Any indemnification payment made pursuant to Section 6 shall be (a) reduced by
any current or future net Tax benefits actually or anticipated to be derived by
the Indemnified Party or its Affiliates (including any net Tax benefits derived
from upward or downward adjustments of income of the Company for taxable periods
prior to or after the Closing) with respect to damages, losses, or Adverse
Consequences giving rise to such indemnification payment, (b) grossed up to take
into account any current or future additional Taxes incurred by the Indemnified
Party or its Affiliates with respect to such indemnification payment, and (c)
reduced by the amount of any insurance proceeds received by an Indemnified Party
in connection with an indemnification claim.

                                      -48-









<PAGE>




                  6.6 EXCLUSIVE REMEDY. The parties hereto acknowledge and agree
that the indemnification provisions in this Section 6 shall be the exclusive
remedy of the Buyer and the Seller with respect to the transactions contemplated
by, and any claims arising under, this Agreement, except with respect to any
claim of actual fraud in connection with this Agreement.

                  6.7 NO SELLER INDEMNITY CLAIMS AGAINST COMPANY. Each of the
Sellers hereby agrees that it will not make any claim for indemnification
against the Company by reason of the fact that he was a director, officer,
employee, or agent of any such entity or was serving at the request of any such
entity as a partner, trustee, director, officer, employee, or agent of another
entity (whether such claim is for judgments, damages, penalties, fines, costs,
amounts paid in settlement, losses, expenses, or otherwise and whether such
claim is pursuant to any statute, charter document, bylaw, agreement, or
otherwise) with respect to any action, suit, proceeding, complaint, claim, or
demand for which there has been a final determination under this Section 6 or
Section 7.14 that Buyer is entitled to indemnification hereunder against such
Seller (whether such action, suit, proceeding, complaint, claim, or demand is
pursuant to this Agreement, applicable law, or otherwise).

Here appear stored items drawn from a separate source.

PR #4927, opened 2024-05-28
Updating privacy preference tables

galvana:
Closes [PROD-2109](https://ethyca.atlassian.net/browse/PROD-2109)

### Description Of Changes

Table and model changes to support the API driven consent feature. Most of the changes are caused by the addition of the `external_id` default identity.

### Code Changes

* [ ] Migration to add `external_id` and `hashed_external_id` columns (where applicable) and conditional logic to skip creating indices for large tables
* [ ] Updating the `POST /consent-request` endpoint to support the new `external_id` default identity
* [ ] Relevant tests + minor fixture cleanup

### Steps to Confirm

* [ ] Follow testing steps here https://github.com/ethyca/fidesplus/pull/1443

### Pre-Merge Checklist

* Documentation:
* [ ] Update `CHANGELOG.md`

[PROD-2109]: https://ethyca.atlassian.net/browse/PROD-2109?atlOrigin=eyJpIjoiNWRkNTljNzYxNjVmNDY3MDlhMDU5Y2ZhYzA5YTRkZjUiLCJwIjoiZ2l0aHViLWNvbS1KU1cifQ


pattisdr (commented):
Early comment

src/fides/api/alembic/migrations/versions/5fe01e730171_add_external_id_to_privacy_preference.py
```diff
@@ -0,0 +1,219 @@
...
+    op.create_unique_constraint(
+        "last_saved_for_fides_user_device_per_property_id",
+        "currentprivacypreferencev2",
+        ["fides_user_device", "property_id"],
+    )
+    op.create_unique_constraint(
+        "last_saved_for_phone_number_per_property_id",
+        "currentprivacypreferencev2",
+        ["phone_number", "property_id"],
+    )
```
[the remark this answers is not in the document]
galvana: Thanks for this nice write up! I didn't know about Squawk, I use this moving forward. I was thinking I had to schedule downtime for this, I even asked Neville about our downtime allotment. I'll try the recommendation here to create the index concurrently and create the constraint using the index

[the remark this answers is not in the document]
galvana: @pattisdr I updated the constraint creation commands to use `CREATE USING INDEX` so that we could run them without downtime. I also moved the constraint creation inside the < 1 million row condition. The post-upgrade scripts in Fidesplus have the new `ix_currentprivacypreferencev2_*` composite indices and the new constraint creation commands.

pattisdr:
Starting review!

src/fides/api/api/v1/endpoints/consent_request_endpoints.py
```diff
@@ -590,6 +618,8 @@ def infer_target_identity_type(
         target_identity_type = ProvidedIdentityType.email.value
     elif identity_data.phone_number:
         target_identity_type = ProvidedIdentityType.phone_number.value
+    elif identity_data.external_id:
+        target_identity_type = ProvidedIdentityType.external_id.value
```
pattisdr, line 622: I was a little confused in testing but I think this behavior is okay? I feel like it is what it is, trying to maintain multiple workflows for saving consent in the privacy center.

Consent requests from the privacy center have traditionally been saved against one identity type. It was originally just an email or phone, but then we had a customer request to allow this privacy center consent request to work with only the fides user device id. We prioritized email or phone over fides user device id if they had been provided/verified, but the fides user device id was a catch-all
It seems possible both the external id and fides user device id are supplied. I think it makes sense to prioritize the external id if it exists over the fides user device id as you've done here. But it's important to keep in mind that only one ProvidedIdentity is created. Only the external id would be saved against the consent request.
This one provided identity takes priority if subsequent requests are sent to save privacy requests or notices served with other identities.
So potentially confusing scenario:

Create a consent request with both an external id and a fides user device. Causes a ProvidedIdentity to be created for just external id
Save notices served under the same consent id:
If just fides user device id is in the request body, external id will be magically added in from the "consent request"
If identities are empty, external id alone will show up against the preferences, even though the fides user device was in the original consent request
If external id is different now in request body, it will be overridden by the external id in the original consent request
What do you think?

src/fides/api/models/privacy_preference.py
```diff
@@ -163,15 +182,28 @@ def __tablename__(self) -> str:
...
+        ),
+        UniqueConstraint(
+            "external_id",
+            "property_id",
+            name="last_saved_for_external_id_per_property_id",
+        ),
+        Index(
+            "idx_preferences_gin",
+            text("(preferences->'preferences') jsonb_path_ops"),
+            postgresql_using="gin",
```
pattisdr, line 206: Have you confirmed this index performs as expected?

src/fides/api/models/privacy_request.py
```diff
@@ -1307,6 +1307,7 @@ class ProvidedIdentityType(EnumType):
     ga_client_id = "ga_client_id"
     ljt_readerID = "ljt_readerID"
     fides_user_device_id = "fides_user_device_id"
+    external_id = "external_id"
```
pattisdr, line 1310: I don't think this enum is used in the database but can you double check if you haven't?

src/fides/api/alembic/migrations/versions/5fe01e730171_add_external_id_to_privacy_preference.py
```diff
@@ -0,0 +1,288 @@
...
+    ).scalar()
+    if currentprivacypreferencev2_count < 1000000:
+        op.create_index(
+            op.f("ix_currentprivacypreferencev2_hashed_external_id"),
+            "currentprivacypreferencev2",
+            ["hashed_external_id"],
+            unique=False,
+        )
+        op.create_index(
+            op.f("ix_currentprivacypreferencev2_property_id"),
```
pattisdr, line 85: this one isn't referenced in the instructions you print to the user

pattisdr:
Starting review!

src/fides/api/api/v1/endpoints/consent_request_endpoints.py
pattisdr: good code comment -

src/fides/api/models/privacy_request.py
pattisdr: excellent

src/fides/api/models/privacy_preference.py
```diff
@@ -153,6 +166,12 @@ def __tablename__(self) -> str:
 
     fides_string = Column(String)
 
+    property_id = Column(
+        String,
+        index=True,
```
pattisdr, line 171: I'd remove `index=True` - I don't think you're adding this index in the migration, and we probably don't want want/need the overhead anyway.

src/fides/api/models/privacy_preference.py
```diff
@@ -153,6 +166,12 @@ def __tablename__(self) -> str:
 
     fides_string = Column(String)
 
+    property_id = Column(
```
pattisdr, line 169: Was this just added to get the privacy center version of the Get preferences endpoint working? (Do you think this change makes sense, outside of my specific request for just that one endpoint? Just wanted to understand your POV here, not necessarily disagreeing).

src/fides/api/alembic/migrations/versions/5fe01e730171_add_external_id_to_privacy_preference.py
```diff
@@ -0,0 +1,269 @@
...
+            "- 'ALTER TABLE currentprivacypreferencev2 "
+            "ADD CONSTRAINT last_saved_for_external_id_per_property_id "
+            "UNIQUE USING INDEX ix_currentprivacypreferencev2_external_id_property_id'\n"
+            "- 'ALTER TABLE currentprivacypreferencev2 "
+            "ADD CONSTRAINT last_saved_for_fides_user_device_per_property_id "
+            "UNIQUE USING INDEX ix_currentprivacypreferencev2_fides_user_device_property_id'\n"
+            "- 'ALTER TABLE currentprivacypreferencev2 "
+            "ADD CONSTRAINT last_saved_for_phone_number_per_property_id "
+            "UNIQUE USING INDEX ix_currentprivacypreferencev2_phone_number_property_id'"
+        )
```
pattisdr, line 174: Because this is non-standard, we haven't had an instance of this in our codebase, can you add code comments to the migration particularly around how you're creating the unique index concurrently, and then using that index that is already unique to create a constraint and why to help future devs?

pattisdr (approved):
Good work - just a few small changes requested -

I think the operations spelled out to take place separately without downtime should work without locking the db (creating a unique index concurrently first and then using that to create the unique constraint). Has this been tested?

src/fides/api/alembic/migrations/versions/5fe01e730171_add_external_id_to_privacy_preference.py
galvana: Added this comment to the top of the migration
```
WARNING - Conditional migration based on table size

This migration script checks the size of specific tables and performs the following actions:

1. If the tables have less than 1 million rows:
   - Creates the necessary indices
   - Adds the required constraints

2. If the tables are too large (1 million rows or more):
   - Logs non-blocking SQL commands to create the indices and constraints
   - The non-blocking commands utilize:
     - `CREATE INDEX CONCURRENTLY` for creating indices
     - `ADD CONSTRAINT USING INDEX` for adding constraints
   - These commands add the indices and constraints without blocking any reads on the tables
```

pattisdr: nice this looks great -

PR #4928, opened 2024-05-28
FIx privacy center paths

lucanovera:
### Description Of Changes

Fixprivacy center custom paths not working in production because it's using the wrong url to connect within docker.


galvana (approved):
👍

PR #4929, opened 2024-05-29
To address issue raised in PROD-2074 fix failing test connection

MarcGEthyca:
Closes #PROD-2074

### Description Of Changes

The prior test connection was a call out to an endpoint with a test user specified. I found the endpoint /api/v2/users/count which will just return an approximate count of users. It requires no other params than just those required for auth so it is a solid choice for a test request

### Code Changes

Modified the config.yml, editing the  test_request to point to the new endpoint and removed params that aren't needed for this new endpoint

### Steps to Confirm

* [ ] Add/configure the connector in UI
* [ ] Verify config and icon UI looks good
* [ ] Ensure the test integration button works
Note: Lack of current Zendesk account could complicate testing

### Pre-Merge Checklist

* Documentation:
  no changes needed
* [x] Update `CHANGELOG.md`


Kelsey-Ethyca (approved):

MarcGEthyca:
While we can not test this fix directly, we are confident it will address the issue and in this case would like to ask our reporting customer to verify this is remedied once they can test it (or if we find another means of testing it first).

Any such right that
any Seller otherwise would have is specifically waived hereby.

                  6.8 RECOUPMENT UNDER BUYER NOTES OR EARNOUT PAYMENTS. In the
event that the Buyer issues Buyer Notes to the Sellers under Section 2.3 above,
the Buyer shall have the option of recouping all or any part of any Adverse
Consequences for which there has been a final determination under this Section 6
or Section 7.14 that it is entitled to be indemnified under this Section 6 by
notifying the Sellers that it is reducing the principal amount outstanding under
the Buyer Notes. This shall affect the timing and amount of payments required
under the Buyer Notes in the same manner as if the Buyer had made a permitted
prepayment (without premium or penalty) thereunder. The Buyer shall also have
the option of recouping all or any part of any Adverse Consequences for which
there has been a final determination under this Section 6 or Section 7.14 it is
entitled to be indemnified under this Section 6 by notifying the Sellers that it
is reducing the amount of any Earnout Payment due following the final
determination of the Company's EBIT for any earnout period under Section 2.4(c)
or (d) above.

                  6.9 AUTOMOBILE DEBT RELEASE AND INDEMNITY. The Buyer shall use
its reasonable efforts following Closing to have Harry J. Binck and David E.
Bowles to be released from their personal guarantees on the Company's
indebtedness as disclosed on Section 4.27 of the Disclosure Schedule for the two
automobiles owned by the Company and used by them. In the event that the Buyer
is unable to obtain such release, it shall indemnify such Sellers from any
Adverse Consequences they may suffer pursuant to such guarantees.

                                      -49-









<PAGE>




         7. MISCELLANEOUS.

                  7.1 PRESS RELEASES AND PUBLIC ANNOUNCEMENTS. No Party shall
issue any press release or make any public announcement relating to the subject
matter of this Agreement without the prior written approval of the Buyer and the
Sellers; provided, however, that any Party may make any public disclosure it
believes in good faith is required by applicable law or any listing or trading
agreement concerning its publicly-traded securities (in which case the
disclosing Party will use its reasonable best efforts to advise the other
Parties prior to making the disclosure).

                  7.2 NO THIRD-PARTY BENEFICIARIES. This Agreement shall not
confer any rights or remedies upon any Person other than the Parties and their
respective successors and permitted assigns.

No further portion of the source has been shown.